Het binnen zijn wordt af en toe onderbroken door een wandeling, een zogeheten frisse neus, waar de ontmoeting met één simpele bloem het rijk van de natuur voor je kan openen. [6] En deze lente lijkt uitbundiger dan ooit. Wie de mogelijkheid heeft, trekt zich terug in zijn datsja, een tuinhuis in de luwte van de stad, liefst met eigen moestuin.

Un Virus dans la Ville
Ik denk ook aan ‘Un virus dans la Ville’, een project van de kunstenaar Absalon, die minimale behuizingen voor zichzelf optrok in het centrum van verschillende grote steden.[7] Zo ongeveer als Henry Thoreau zijn huisje in Walden beschouwde als een vogelkooi te midden van de vogels: “Niet door er een gevangen te hebben gezet maar door mijzelf in hun nabijheid in een kooi te hebben geplaatst”.
De infiltratie van Absalon’s tiny houses in steden overal ter wereld was een fijn virus. Het coronavirus heeft vooral nadelen. Maar omdat bij velen de agenda leger wordt komt er automatisch meer tijd en ruimte voor bespiegelingen en creativiteit; meer vrijheid om dingen op te pakken die te lang zijn blijven liggen, zoals pianospelen, en genieten we ook van de weldadigheid van deze tussentijd, de rust, de druk die wegvalt, de soberheid, de ruimte om je eigen binnenwereld op te meten, zaken die er echt toe doen, en een nieuwe waardering voor de natuur en het buitenleven, waar de seizoenen zich niet tegen laten houden en de actualiteit naar de achtergrond verschuift.
We blijken met steeds minder toe te kunnen.

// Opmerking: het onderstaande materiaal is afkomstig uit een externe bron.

PR #64, opened 2020-07-14
Update styling on the scatter tool

beets:
* Migrate from jquery 1.11 to the base version from base.html (3.5.1)
* Remove jquery.ui
* Cleaned up the plot selection form
* Cleaned up dialog
* Added welcome message

image

### DIFF
--- a/server/templates/tools/scatter.html
+++ b/server/templates/tools/scatter.html
@@ -120,10 +120,9 @@
         <div class="description">
           <div id="sd-y"></div>
         </div>
-      </div>
-
-      <div class="block_container">
-        <div id="dropped"></div>
+        <div class="description">
+          <div id="dropped"></div>
+        </div>
       </div>
 
     </div>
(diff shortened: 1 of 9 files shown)


server/templates/tools/scatter.html
```diff
@@ -117,8 +130,54 @@
...
-{% endblock %}
\ No newline at end of file
+
+<div id='screen'>
+  <div id="spinner"></div>
+</div>
+{% endblock %}
+
+{% block footer %}
+<script src="https://code.jquery.com/ui/1.11.1/jquery-ui.min.js"></script>
```
shifucun, line 176: do you want to remove this from the PR description?

shifucun:
Nice to fix the Codacy error as well. Wonder if there is a way to run the Codacy lint locally

server/templates/tools/scatter.html
beets: Removed from code - it's not required anymore, required elements are taken from bootstrap, which is included in base.html

beets:
Updated to also fix codacy warning, removed the Filter button, updated form validation display and some bugs as I was testing. PTAL

PR #67, opened 2020-07-14
Homepage and header updates

beets:
* Added COVID SA to Homepage's What's new
* Update searchbox
* Update header styles to match font size with tools pages

image
image


beets:
@shifucun could I get another review post merge? Thanks!

PR #76, opened 2020-07-15
Redesign place

beets:
Update place pages
* Also fixed sidebar scroll issue
* Layout updates for different window widths
* Shrink "brand" link in header
* Default to USA page instead of Mountain View
* Fixed fixed-sidebar scroll sometimes overflowing into the footer. Pin it to the main chart container.

image
image
image


beets:
This is the last change in the branch before I merge back in to master.

static/js/place.ts
```diff
@@ -30,20 +30,55 @@ import {
...
+  updatePageLayoutState();
+  maybeToggleFixedSidebar();
+  window.onresize = maybeToggleFixedSidebar;
 };
 
+/**
+ *  Make adjustments to sidebar scroll state based on the content.
+ */
+function updatePageLayoutState() {
+  Y_SCROLL_LIMIT = document.getElementById('main-pane').offsetTop;
```
shifucun, line 52: if Y_SCROLL_LIMIT not constant then should not be all caps?

PR #81, opened 2020-07-16
Add a bunch of more charts for international countries

shifucun:


server/chart_config.json
```diff
@@ -136,11 +150,25 @@
             "statsVars": [
               "Count_Person_Upto5Years",
               "Count_Person_5To17Years",
+              "Count_Person_15To19Years",
```
beets, line 153: FYI, Our charts aren't going to look good with so many labels. We'll have to aggregate some of these like we do for GNI.

beets: I know this will leave gaps, but can we omit these new ones for now? Ending at 65+ seems reasonable for the long term as well.

server/chart_config.json
```diff
@@ -153,11 +181,25 @@
...
```
beets, line 184: ditto

server/chart_config.json
shifucun: Done

server/chart_config.json
shifucun: Done

server/chart_config.json
shifucun: Note US won't use the newly added age group since census does not have these ages. 
Even it is a large group, US and EU only use a fraction of it separately.

server/chart_config.json
shifucun: this is how it looks like: https://screenshot.googleplex.com/UKW2QQGQOTj

we do need to fix too many years though...

beets: iirc, census has all of these, we just left a bunch out from these charts (you'll notice that it's not actually a complete range, 18-24 is missing.

image

beets: Let's see how it looks like across countries. I suspect we'll have to remove most of these new categories quickly..

shifucun: removed two more... we can trim afterwards..

shifucun: can you stamp again?

PR #89, opened 2020-07-16
Consolidate commands to run tests into the script

beets:
* add cmd flags to to support the various options

No rush on this, Bo. Just wanted to get this out, but can merge when we have more time to triage issues that come up.
Also, how can I test the cloudbuild yamls?

### DIFF
--- a/run_test.sh
+++ b/run_test.sh
@@ -51,7 +51,7 @@ function run_all_tests {
   run_py_test
   run_npm_build
   run_npm_lint
-  run_py_test
+  run_npm_test
 }
 
 function help {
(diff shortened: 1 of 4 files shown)


run_test.sh
```diff
@@ -13,15 +15,83 @@
...
+  pip3 install -r requirements.txt -q
+  python3 -m pytest
+  cd ..
+}
+
+function run_all_tests {
+  run_py_test
+  run_npm_build
+  run_npm_lint
+  run_py_test
```
shifucun, line 54: this should be run_npm_test

beets:
Tested locally and added some clarifications. PTAL @shifucun when you get the chance - thanks!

Die soberheid is iets wat we moeten behouden straks, als alles voorbij is. Maar gaat het ooit voorbij en moet het niet sowieso allemaal anders: eerlijker, gelijkwaardiger en met meer respect voor de planeet? Een crisis draagt ook altijd de mogelijkheid voor verbetering in zich. En er is genoeg dat moet worden rechtgezet.

Voorlopig kook ik gaar in mijn eigen sop, mijn eigen inkt; de sappen van de zwarte gal, in een heden dat toch vooral melancholisch stemt. Buiten is er de troost van de schoonheid, de pleinen zijn net zo leeg als op de laat zeventiende-eeuwse stadsgezichten van Gerrit Berckheyde. Een schoonheid die meer ontroert dan ooit in deze (tijdelijke?) afzondering en in het licht van de kwetsbaarheid die in deze periode op scherp wordt gesteld.

Renée Borgonjen

 

[1] Zijn zuignappen hechten zich bijna aan elk oppervlak, behalve aan octopushuid, zodat hij nooit in de knoop raakt, https://www.cell.com/current-biology/fulltext/S0960-9822(14)00462-X

[2] Tuomas A. Laitinen, Haemocyanin, 2019, trailer: http://www.tuomasalaitinen.com/ met dank aan Brigitte van der Sande, die mij indertijd het filmpje stuurde.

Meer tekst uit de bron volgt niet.